Issue #3979, opened 2022-09-16
Memory leak on profile -> salary edit


petertgiles:
Steps to reproduce
1) Navigate to /talent/profile
1) Scroll to the Salary section
1) Click the edit link
1) Make a change and click "Save and go back"

Note: I think this only happens on the final edit when the "You can now activate your profile" toast is popped

![image.png](https://images.zenhubusercontent.com/6172cf6e898e11fd20507433/b760816e-7546-4bd5-a909-146949c93834)

vd1992:
there appears to be a grouping of them now
#3740 
same root cause?

petertgiles:
> same root cause?

Yeah, I bet we're all seeing the same thing.

gobyrne:
@esizer thinks it's the scroll to top. We have a listener, but we don't close it. There's a scroll to component in React-Router we could use that might solve this.

esizer:
Closed by #4597

Issue #3740, opened 2022-08-22
Memory Leak in LanguageInformationForm.tsx


brindasasi:
**Problem** 
Memory leak error on profile page after editing language info form in profile.![185641408-e0329387-bd52-446a-980f-e4f7f35a1099.png](https://images.zenhubusercontent.com/61a7bd49e20af80694dd845e/1a94ed90-6912-4704-9b1b-1f10693fad02)

related PR : https://github.com/GCTC-NTGC/gc-digital-talent/pull/3051

petertgiles:
I had no luck with this one.  :disappointed:   My best guess is that it has to do with the navigate function in router.tsx but I'm really not sure.

esizer:
Should be closed by #4597 but would like confirmation from someone. Our old `useLocation` hook was causing memory leaks and that was replaced so this **shouldn't** be an issue anymore and I can no longer reproduce on that PRs branch.

petertgiles:
> I can no longer reproduce on that PRs branch.

Agreed.  I also can't replicate it on that branch any longer.  :+1:

Issue #3633, opened 2022-08-09
Dep: Bump react-hook-form


esizer:
## Summary

The latest version of `react-hook-form@7.34.0` introduces some changes to the types. Specifically, they have updated the type for errors which causes issues with out `<InputWrapper />` and `<InputError />` components which accept `error?: string;`. This type is no longer compatible with the type provided by `react-hook-form`.

## Acceptance Criteria

- [ ] Bump dep to `react-hook-form@7.34.0`
- [ ] Resolve type errors with
  - [ ] InputWrapper
  - [ ] InputError
- [ ] Attempt to reintroduce field labels into default error message

vd1992:
appears to have been resolved by 7.35

![image](https://user-images.githubusercontent.com/40485260/197621927-5daf4928-560d-4dc9-844f-98407e12c5a9.png)

PR #4377, opened 2022-10-18
Bug - 4310 - Add cache for talent search forms

### LINKED ISSUE #4310: Form field data is lost when user switches between languages.
### Description

When a user enters form fields on any of the Talent Portal profile forms and then switches languages, all the data that was entered is lost.

**Environment:** UA, probably prod as well.

### Why is this an issue?

During user testing, a user expressed that they often switch between languages to make sure they understand what they are asked.  They had to start over every time.

### Expectation

When language is switched, all fields that were filled are saved and can be viewed in both languages.

esizer:
Resolves #4310 

## 📋  Summary

This refactors some forms and adds `cacheKey` to all talent search forms so no data is lost on page refresh.

## ❗ Important

We are now styling inputs based on the current form state.

### What does this mean?

We must now wrap **_most_** (assume all) form components in the `react-hook-form` `FormProvider`. This is so the form components can access the state and render the field accordingly. This will help with styling the following states:

- Unsaved (this PR)
- Invalid
- Valid
- Base

## ✅  To Do

- [x] Track dirty form values
- [x] Unsaved changes summary

## 🧪 Testing

2. Navigate to all profile forms and test the folllowing:
    1. Edit the form
    2. Refresh page
    3. Ensure the edited state appears
3. Run tests `npm run test --workspace=talentsearch`


vd1992:
you didn't change this form much, but do you get a console warning when going from profile -> About Me ? 
doesn't happen for language info or government info it seems 

image

vd1992:
doesn't seem to happen always either, lovely

vd1992:
is there anyway to clear the cache, it sticks around when you refresh the page, but it also stays around if you return to /profile + refresh + go to /myapplications + refresh and then return to the form
which is kind of confusing because then you think the value changed without hitting save

esizer:
> is there anyway to clear the cache, it sticks around when you refresh the page, but it also stays around if you return to /profile + refresh + go to /myapplications + refresh and then return to the form
> which is kind of confusing because then you think the value changed without hitting save

Thanks for this info. I actually didn't develop the caching so im not 100% how it works. I'll dig into it a bit more and see if I can solve this 👍

petertgiles:
> do you get a console warning when going from profile -> About Me ?

I bet this is related to #3979 and #3740

esizer:
> I bet this is related to #3979 and #3740

It is `urql` cache 😬 .

Screen Shot 2022-10-19 at 9 53 27 AM

It is trying to run a query while caching it at the same time, i think...

esizer:
> is there anyway to clear the cache

We can likely try to refactor a bit to have a little more control on exactly when the cache clears. But, right now I updated it to clear when a user navigates away from the page in [clear basic form cache when navigating away](https://github.com/GCTC-NTGC/gc-digital-talent/pull/4377/commits/9a45dc9e2c61560bff36ad7e1947959280c4c34b)

frontend/admin/src/js/components/pool/EditPool/CloseDialog.tsx
```diff
@@ -74,33 +76,35 @@ const CloseDialog = ({
...
-        required={false}
-      >
-        <div
-          data-h2-display="base(flex)"
-          data-h2-width="base(100%)"
-          data-h2-gap="base(.5rem)"
-          data-h2-background-color="base(dt-gray.light)"
-          data-h2-padding="base(x.25)"
-          data-h2-radius="base(s)"
+      <FormProvider {...methods}>
```
esizer, line 79: > **Note**
> We need to wrap all inputs and `InputWrapper` in a `<FormProvider>` so we can display the "unsaved changes" label requested by designers

frontend/admin/src/js/components/pool/EditPool/EditPool.test.tsx
```diff
@@ -84,7 +84,10 @@ describe("Edit Pool tests", () => {
     // render story and click the button to open the modal
     await act(async () => {
       render(<DraftAdvertisement {...props} />);
-      fireEvent.click(screen.getByRole("button", { name: /publish/i }));
+    });
+
+    await act(async () => {
```
esizer, line 89: > **Note**
> I was having trouble getting this test to pass consistently here and moving the dialog open to it's own act worked. I believe it is because we are rendering a new form in the dialog which must be wrapped in `act()` due to how `react-hook-form` renders work.

frontend/common/src/components/inputPartials/Fieldset/Fieldset.stories.tsx
```diff
@@ -11,20 +13,22 @@ export default {
...
-      <label data-h2-display="base(block)" htmlFor="two">
-        Two
-        <input type="checkbox" name={name} value="Two" id="two" />
-      </label>
-      <label data-h2-display="base(block)" htmlFor="three">
-        Three
-        <input type="checkbox" name={name} value="Three" id="three" />
-      </label>
-    </Fieldset>
+    <Form onSubmit={action("Submit Form")}>
```
esizer, line 16: > **Note**
> `Fieldset` needs to be wrapped in a `FormProvider` to compute the styles based off of state properly

vd1992:
104 stories in the Chromatic changeset... anyone notice anything concerning? from what I can tell the vast majority is things being shifted around by a few pixels and like three actual story changes (addition/removal) 

also, please revise the estimate and issue scope, this is a bit of a chunky one now 🤣

vd1992:
a bit picky, but is it possible to disable formstate for things like searching? 

image

esizer:
> 104 stories in the Chromatic changeset... anyone notice anything concerning?

Yeah, obviously take a good look at it. The major changes were to the `Alert` with the addition of a prop to control the style for `"basic" | "large"` (terrible names, i know...taking suggestions 😆 ). Also, style changes came from designers (designed by @BrookeCameron 👏 ):

- New `LargeAlert` 
- Request to have darker outline with min of `2px` width to have it stand out from background

vd1992:
changed state clears for some inputs on submission like
http://recordit.co/Adf6QRAqP6

but not for others like
https://recordit.co/lqrmz8AL4h

esizer:
> but not for others like

Can you try forcing a reload after submission, I have a hunch?

---

So, what I think this is, is not necessarily a problem with the logic of the unsaved changes but rather our form logic. Usually, the form is reset because there is a page reload. However, we never actually reload our page, so our forms are never reset and always considered dirty is changed.

## Current Logic

1. Form values changed and `dirtyFields` updated
2. Field checks if it `isDirty` and renders blue is true
3. Form is submitted
4. Submit handler posts to API
5. Success Toast

## Proper Logic

1. Current 1-5
2. Reset form with values returned
3. No longer has any `dirtyFields`
4. All fields reset to default state

> **Question**
> Should I go through and update all forms to reset themselves on submit

vd1992:
yeah, reloading it fixes it
I just wanted to point out that it updated some inputs to represent them no longer being dirty but not all

esizer:
> a bit picky, but is it possible to disable formstate for things like searching?

Good catch, I added a `trackUnsaved` prop to the inputs, set it to true by default and set it to false where I thought appropriate.

[allow to not track unsaved changes](https://github.com/GCTC-NTGC/gc-digital-talent/pull/4377/commits/fe6f2f09a4c384137bf10644fa025bff8b3fbd8c)

tristan-orourke (commented):
Wow, this is really cool! (Definitely got bigger than the original ticket, but this seems worth it 😄)

> Question: 
> Should I go through and update all forms to reset themselves on submit

I think you're right about the proper reset logic, but reseting the form with the values returned might be overkill in most cases. I would say that if submission was "successful", we can pretty confidently just reset all the dirty flags. 

How can we handle that in BasicForm, without requiring every form to call a callback... 🤔
Maybe we require the onSubmit function passed to BasicForm to be a Promise (right now that's optional) which rejects if the submission didn't succeed?

vd1992:
multi-select for the skill picker, filter by skill family, could also use the addition of `trackUnsaved` I believe

image

tristan-orourke:
Found a couple inconsistencies and edge cases:

Sometimes reverting a selection makes the "Unsaved Changes" notice go away: https://recordit.co/cVtFIy5lIb
Sometimes it does not: https://recordit.co/DBtCeAxnW8
Sometimes the field-level dirty warning goes away, but the overall field remains dirty: https://recordit.co/8IFCqnq1WW

Sometimes, awkwardly, its possible for a field to be hidden or not-rendered but still show up as dirty: https://recordit.co/ixBp0NsM73

esizer:
> Found a couple inconsistencies and edge cases:

Wow, this is a good catch. Very interesting. We may need to find a way to ignore fields that are not rendered due to conditional logic for the last one. I'm not entirely sure what is happening with check lists though, I'll need to look into that 🤔

vd1992:
> Sometimes the field-level dirty warning goes away, but the overall field remains dirty: https://recordit.co/8IFCqnq1WW
> 
> Sometimes, awkwardly, its possible for a field to be hidden or not-rendered but still show up as dirty: https://recordit.co/ixBp0NsM73

I think issues with language/government pages info may stem from the `watch()` hook needed to conditionally render inputs

vd1992:
I wonder if this may play a part, checking and unchecking causes the array to be ordered differently
the contents are the same but the order being different may cause it to be treated as still dirty

image

esizer:
> How can we handle that in BasicForm, without requiring every form to call a callback... 🤔

Okay, we now have the `BasicForm` doing a reset on submission along with clearing the cache (doesn't do much since any change will reintroduce it again but might as well cleanup after ourselves 🤷 ). Since the admin forms don't have a normalized `BasicForm`, I added a reset to the `EditPool` page which, i think, is the only one where we do not navigate away on.

[add form devtools + reset](https://github.com/GCTC-NTGC/gc-digital-talent/pull/4377/commits/4557fe2dba1bc98052758306cffcc2f0e64f8da9)

> Sometimes the field-level dirty warning goes away, but the overall field remains dirty:

So, I'm not 100% sure why this was happening. But, I just added a check for the array length before rendering the alert to prevent it from showing up empty. If there was supposed to be something in there but it did not show up, let me know and I'll dive deeper into it.

[check dirty field length before rendering alert](https://github.com/GCTC-NTGC/gc-digital-talent/pull/4377/commits/a1cb9e043264f5deaa9cf9b6494a6247ef669897)

> Sometimes, awkwardly, its possible for a field to be hidden or not-rendered but still show up as dirty:

We are now resetting fields when they disappear from the DOM. I only noticed this on `GovernmentInoForm` and `LanguageInformationForm`. If we have any other forms with conditional rendering, let me know and I can get to those as well.

[reset fields when they are removed from DOM](https://github.com/GCTC-NTGC/gc-digital-talent/pull/4377/commits/9f0003ce6e47a37e5d853707ea297b1a2e364bbe)

## Checklist Array

So, we did bump `react-hook-form` in this PR as well. While I was initially able to reproduce this issue, reinstalling deps fixed it. There could be a version mismatch surfacing an old bug in `react-hook-form`, maybe? Anyway, can you try removing all `node_modules` and reinstalling fresh and see if that fixes it for you both as well?

@vd1992 @tristan-orourke

frontend/admin/src/js/components/pool/EditPool/EditPool.test.tsx
patcon: act should not be needed around any fireEvent, so if it's helping, it's because it's just slowing things down and avoiding a race condition that still exists (and might crop up sporadically)

If you feel skeptical of whether act should be avoided, i can dig up the issue from the test-library author where he said this unambiguously

vd1992:
Nice, you appear to have solved the conditional rendering problem
But I think you missed one

image

vd1992:
I'm not sure when this happened, whether it was part of this PR, but the DEI page isn't working right anymore
Removing no longer does anything 

image

esizer:
> Nice, you appear to have solved the conditional rendering problem
> But I think you missed one

Great catch! Fixed with [reset priority entitlement](https://github.com/GCTC-NTGC/gc-digital-talent/pull/4377/commits/1473e5c6307676d9b9124c5f81d049fbafa3197a)

esizer:
> I'm not sure when this happened, whether it was part of this PR, but the DEI page isn't working right anymore
> Removing no longer does anything

So, I agree the copy should be updated. However, I am unable to reproduce the issue with those forms not working.

https://recordit.co/pl9rFIL3Om

vd1992:
deleting node modules and re-installing, did not seem to fix the checklist problem for location/work preferences
but interestingly, the checklist works for roles + salary
please note the state in the side, I feel that matches with my guess above

https://recordit.co/LWNtf3Se5O

vd1992:
> > I'm not sure when this happened, whether it was part of this PR, but the DEI page isn't working right anymore
> > Removing no longer does anything
> 
> So, I agree the copy should be updated. However, I am unable to reproduce the issue with those forms not working.
> 
> https://recordit.co/pl9rFIL3Om

Opposite for me
https://recordit.co/qRr9LVQv8Q 

😵

esizer:
> Opposite for me

It is positive removal, you must uncheck the box to remove it 😄

vd1992:
💀

vd1992:
judging by no apparent errors popping up anywhere
this is resolved too #3633

esizer:
> deleting node modules and re-installing, did not seem to fix the checklist problem for location/work preferences

Do you have some _exact_ steps on how to reproduce this, @vd1992 ?. I still have yet to be able to reproduce it 😬 I don't know how you are getting the array to be out of order, If you watch the following screencast no matter what order I click the checkboxes in they show up in the same order in the devtools.

https://recordit.co/0nxzskhXVg

vd1992:
> > deleting node modules and re-installing, did not seem to fix the checklist problem for location/work preferences
> 
> Do you have some _exact_ steps on how to reproduce this, @vd1992 ?. I still have yet to be able to reproduce it 😬 I don't know how you are getting the array to be out of order, If you watch the following screencast no matter what order I click the checkboxes in they show up in the same order in the devtools.
> 
> https://recordit.co/0nxzskhXVg

oh boy, that's weird
well, let's see if @tristan-orourke has the issue or my environment is quirky

vd1992:
I don't think I have anything else to add, I'll leave final approval for someone else. 
Great work, this really enhanced the user experience!

yonikid15 (changes requested):
Wow Eric first off this looks amazing👍However, I found a few some small issues:
- Clicking "Add Skill" when creating an experience triggers the unsaved changes feature to popup for all input items.

frontend/common/src/components/inputPartials/InputLabel/InputLabel.tsx
```diff
@@ -91,6 +96,16 @@ const InputLabel: React.FC<InputLabelProps> = ({
...
+          {fieldState === "dirty" && trackUnsaved && (
+            <span
+              data-h2-font-size="base(caption)"
+              data-h2-display="base(inline-block)"
+              data-h2-margin="base(0, 0, 0, x.125)"
+              data-h2-color="base(darkest.tm-blue)"
+            >
+              {intl.formatMessage(commonMessages.unSaved)}
+            </span>
+          )}
```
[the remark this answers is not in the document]
esizer: We need to keep it next to the label for proximity when using assistive technology such as screen magnification. When using [macos accessible zoom](https://support.apple.com/en-ca/guide/mac-help/mh40579/mac#:~:text=To%20quickly%20enable%20or%20disable,click%20Accessibility%2C%20then%20click%20Shortcut.) this is what I see:

Screenshot 2022-10-26 at 9 55 39 AM

frontend/common/src/components/Alert/BasicAlert.tsx
```diff
@@ -0,0 +1,41 @@
...
+    >
+      <p
+        data-h2-display="base(flex)"
+        data-h2-align-items="base(center)"
+        data-h2-font-weight="base(600)"
+      >
+        <Icon
+          data-h2-vertical-align="base(top)"
+          data-h2-margin="base(0, x.25, 0, 0)"
+          style={{ height: "1em", width: "1em" }}
```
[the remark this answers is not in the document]
esizer: So, looks like I was wrong. Thought i'd try again and it looks like it seems to be working now! 🎉 

[prefer hydrogen to inline styles](https://github.com/GCTC-NTGC/gc-digital-talent/pull/4377/commits/ecc98e748ee75e5dbe529a530f8ee574da60416a)

tristan-orourke:
After re-installing node modules as suggested, my previous issues went away! 👍

yonikid15 (changes requested):
I'm still seeing some behaviour which I'm not sure is correct on the the Add and Edit my experience and skills form:
1) When editing an experience, changing any field will trigger the unsaved changes feature on all fields even if they are not `dirty`. 

https://user-images.githubusercontent.com/22059495/198649179-1dedd60a-fcf6-4de1-995e-a76de554ff20.mp4

2) When adding an experience.. when I try adding a skill, it immediately triggers the unsaved changes on all fields.

https://user-images.githubusercontent.com/22059495/198649241-2de460cb-0e4c-4273-ada9-3e93f462f43c.mp4

esizer:
> I'm still seeing some behaviour which I'm not sure is correct on the the Add and Edit my experience and skills form:

I have no idea why but `react-hook-form` was adding those fields to the `dirtyFields` object with a value of `false` 🤷‍♀️ . Added a check to make sure they are actually dirty before adding them to the list in [check dirty field values](https://github.com/GCTC-NTGC/gc-digital-talent/pull/4377/commits/6c97cf0cfa54b5c94db69dafc04da487dc40c590)

yonikid15 (commented):
I found another bug with the in-page links 😢. Some of the links site-wide are not navigating to the section of the page where the changes have been made. Probably due to the naming not matching up. Here's an example on the "Create Account" page:

https://user-images.githubusercontent.com/22059495/198681342-ee25f9a7-ebf1-4a22-b66e-8956115a619e.mp4

Broken links:
- #preferredLang
- #govEmployeeYesNo
- #govEmployeeType
- #priorityEntitlementYesNo

I'm seeing it occasionally across a lot of other forms as well. I would suggest going through and checking. If you want some help with that please don't hesitate to ask.

esizer:
> I'm seeing it occasionally across a lot of other forms as well. I would suggest going through and checking. If you want some help with that please don't hesitate to ask.

Would you say this only happens with fields that implement `fieldset`? i.e

- `RadioGroup`
- `Checklist`

yonikid15 (approved):
Alright looks great now! Adding the id's to the fieldset seems to have fixed it 👍 
Approved ✅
§
Task instructions
Every line in the entries above that has the word "removal" should be identified and copied.

Output for this task
104 stories in the Chromatic changeset... anyone notice anything concerning? from what I can tell the vast majority is things being shifted around by a few pixels and like three actual story changes (addition/removal) 
It is positive removal, you must uncheck the box to remove it 😄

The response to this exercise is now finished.